The acid then neutralizes ammonia to ammonium nitrate. The reaction is as follows:
${\text{N}}{{\text{H}}_{{\text{3}}\left( {{\text{aq}}} \right)}} + {\text{HN}}{{\text{O}}_{{\text{3}}\left( {{\text{aq}}} \right)}} \to {\text{N}}{{\text{H}}_{\text{4}}}{\text{N}}{{\text{O}}_{{\text{3}}\left( {{\text{aq}}} \right)}}$
Putting all the reactions together we get the reaction as follows:
${\text{4Z}}{{\text{n}}_{\left( {\text{s}} \right)}} + {\text{10HN}}{{\text{O}}_{{\text{3}}\left( {{\text{aq}}} \right)}} \to {\text{4Zn}}{\left( {{\text{N}}{{\text{O}}_{\text{3}}}} \right)_{{\text{2}}\left( {{\text{aq}}} \right)}} + {\text{N}}{{\text{H}}_{\text{4}}}{\text{N}}{{\text{O}}_{{\text{3}}\left( {{\text{aq}}} \right)}} + {\text{3}}{{\text{H}}_{\text{2}}}{{\text{O}}_{\left( {\text{l}} \right)}}$
Thus, we get ${\text{N}}{{\text{H}}_{\text{4}}}{\text{N}}{{\text{O}}_{\text{3}}}$ when reacting very dilute ${\text{HN}}{{\text{O}}_{\text{3}}}$ with ${\text{Zn}}$.
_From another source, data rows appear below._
PR #194, opened 2015-08-04
Fix mount cache for devices with symlinks

dwlehman:
This makes it possible to use any valid device spec when accessing the cache. All device specs are resolved to the basename canonical device node name (eg: `dm-1`, `md127p2`) before being stored or search for.

It turns out that `/proc/mounts` contains `/dev/mapper/` symlinks for device-mapper devices, but does not contain `/dev/md/` symlinks for md devices. We avoid this circus by using only the canonical device node name in the cache itself. We use udev to resolve device specs to the canonical names.

### DIFF
--- a/blivet/udev.py
+++ b/blivet/udev.py
@@ -68,12 +68,14 @@ def trigger(subsystem=None, action="add", name=None):
     util.run_program(["udevadm"] + argv)
     settle()
 
-def resolve_devspec(devspec):
+def resolve_devspec(devspec, sysname=False):
     if not devspec:
         return None
 
     # import devices locally to avoid cyclic import (devices <-> udev)
     from . import devices
+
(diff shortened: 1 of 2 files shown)


dwlehman:
This resolves fedora bug [1247803](https://bugzilla.redhat.com/show_bug.cgi?id=1247803).

blivet/udev.py
```diff
@@ -99,7 +101,7 @@ def resolve_devspec(devspec):
                     break
 
     if ret:
-        return device_get_name(ret)
+        return ret.sys_name if sysname else device_get_name(ret)
```
bcl: I still don't like embedding the if like this. I've gotten used to X or Y syntax, but I think this form makes what is happening less clear.

bcl:
Looks good other than the 1 nitpick.

PR #196, opened 2015-08-07
Fix _unalignedMaxPartSize for logical partitions (#1250890)

vojtechtrefny:
This fixes two problems: free space inside extended partition was
not recognized and free space outside of extended partition was
considered as valid for resizing.

### DIFF
--- a/blivet/devices/partition.py
+++ b/blivet/devices/partition.py
@@ -755,14 +755,22 @@ class PartitionDevice(StorageDevice):
         #     partition on disk. We don't care about leading free space --
         #     a filesystem cannot be relocated, so if you want to use space
         #     before and after your partition, remove it and create a new one.
-        sector = self.partedPartition.geometry.end + 1
         maxPartSize = self.size
+
+        if self.isLogical:
+            # logical partition is at the very end of the extended partition
+            extended = self.partedPartition.disk.getExtendedPartition()
+            if self.partedPartition.geometry.end == extended.geometry.end:
+                return maxPartSize
+
+        sector = self.partedPartition.geometry.end + 1
         try:
             partition = self.partedPartition.disk.getPartitionBySector(sector)
         except _ped.PartitionException:
             pass
         else:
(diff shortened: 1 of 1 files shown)


blivet/devices/partition.py
```diff
@@ -755,14 +755,23 @@ def _unalignedMaxPartSize(self):
...
+        sector = self.partedPartition.geometry.end + 1
         try:
             partition = self.partedPartition.disk.getPartitionBySector(sector)
         except _ped.PartitionException:
             pass
         else:
-            if partition.type == parted.PARTITION_FREESPACE:
+            # next partition is free space or 'logical' free space
+            if partition.type in (parted.PARTITION_FREESPACE,
+                                  parted.PARTITION_FREESPACE | parted.PARTITION_LOGICAL):
```
vpodzime: I'd consider ``if partition.type & parted.PARTITION_FREESPACE`` better readable, but it could be only me. :)

vpodzime:
Other than the nitpick above, this looks good to me. But I'm sure @dwlehman will suggest you to add some tests ;)

blivet/devices/partition.py
dwlehman: Seconded.

vojtechtrefny: Ok

vojtechtrefny:
Fixed the "if" to be simpler. Not sure about the test, I guess it would require too many Mocks and patches and it would probably test mock not blivet :) I think @KosiehBarter could add some resizing to his blivet tests to test resizing of (logical) partitions.

vpodzime:
> Not sure about the test, I guess it would require too many Mocks and patches and it would probably test mock not blivet :) I think @KosiehBarter could add some resizing to his blivet tests to test resizing of (logical) partitions.

Works for me. Thanks for changing that if!

vojtechtrefny:
Pushed to master and f23-branch.

PR #198, opened 2015-08-10
Partition requests may not have partedPartition (#1248973)

bcl:
Check for it and return, assuming the new size will be assigned to a
disk with enough space.

Resolves: rhbz#1248973


vpodzime:
Looks good to me.

PR #199, opened 2015-08-11
Add unit tests for the LVM cache support

vpodzime:
So that we can catch possible regressions easily in the future.


dwlehman:
Please also add assert statements to some of the other lvm tests to ensure they correctly report themselves as not being cached -- maybe device_properties_test is a good place for that.

vpodzime:
That's a good point, will do.

vpodzime:
Added one more check to the LVM cache support unit test (``vgSpaceUsed``), one fix and tests that make sure both cached and not-cached LVs report expected values of required properties.

vojtechtrefny:
Looks good to me.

Note: The reaction of nitric acid with zinc is different depending on the reaction conditions:
Warm and dilute ${\text{HN}}{{\text{O}}_{\text{3}}}$ with ${\text{Zn}}$ gives zinc nitrate and nitrous oxide.
Cold and very dilute ${\text{HN}}{{\text{O}}_{\text{3}}}$ with ${\text{Zn}}$ gives zinc nitrate and ammonium nitrate.
Hot and concentrated ${\text{HN}}{{\text{O}}_{\text{3}}}$ with ${\text{Zn}}$ gives zinc nitrate and nitric oxide.